Efficient First-Order Optimization on the Pareto Set for Multi-Objective Learning under Preference Guidance
Lisha Chen, Quan Xiao, Ellen Hidemi Fukuda, Xinyi Chen, Kun Yuan, Tianyi Chen
TL;DR
This work tackles preference-guided multi-objective learning by formulating it as Optimization on the Pareto Set (OPS), a semivectorial bilevel problem. It introduces a smoothed merit function $v_{l,\tau}$ to scalarize vector-valued objectives and a penalty-based reformulation that connects solutions of the penalized problem to the original constrained OPS. A practical first-order algorithm, FOOPS, alternates between updating the Pareto-set variable $y$ and the decision variable $x$, with convergence guarantees under Hölderian error bounds and KL inequalities. Theoretical contributions include detailed properties of the merit function and its relations to weak Pareto optimality, while experiments across synthetic and real-world MOL tasks demonstrate competitive, preference-guided Pareto optimization. The framework offers a Hessian-free alternative to prior BLO methods with broad applicability to real systems requiring controlled trade-offs among objectives.
Abstract
Multi-objective learning under user-specified preference is common in real-world problems such as multi-lingual speech recognition under fairness. In this work, we frame such a problem as a semivectorial bilevel optimization problem, whose goal is to optimize a pre-defined preference function, subject to the constraint that the model parameters are weakly Pareto optimal.
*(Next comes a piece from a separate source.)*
PR #369, opened 2026-07-10
test: add cross-engine parity suite

### LINKED ISSUE #363: Cross-engine parity tests: the same data must profile identically through every engine
## Problem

To solve this problem, we convert the multi-objective constraints to a single-objective constraint through a merit function with an easy-to-evaluate gradient, and then, we use a penalty-based reformulation of the bilevel optimization problem. We theoretically establish the properties of the merit function, and the relations of solutions for the penalty reformulation and the constrained formulation. Then we propose algorithms to solve the reformulated single-level problem, and establish its convergence guarantees. We test the method on various synthetic and real-world problems. The results demonstrate the effectiveness of the proposed method in finding preference-guided optimal solutions to the multi-objective problem.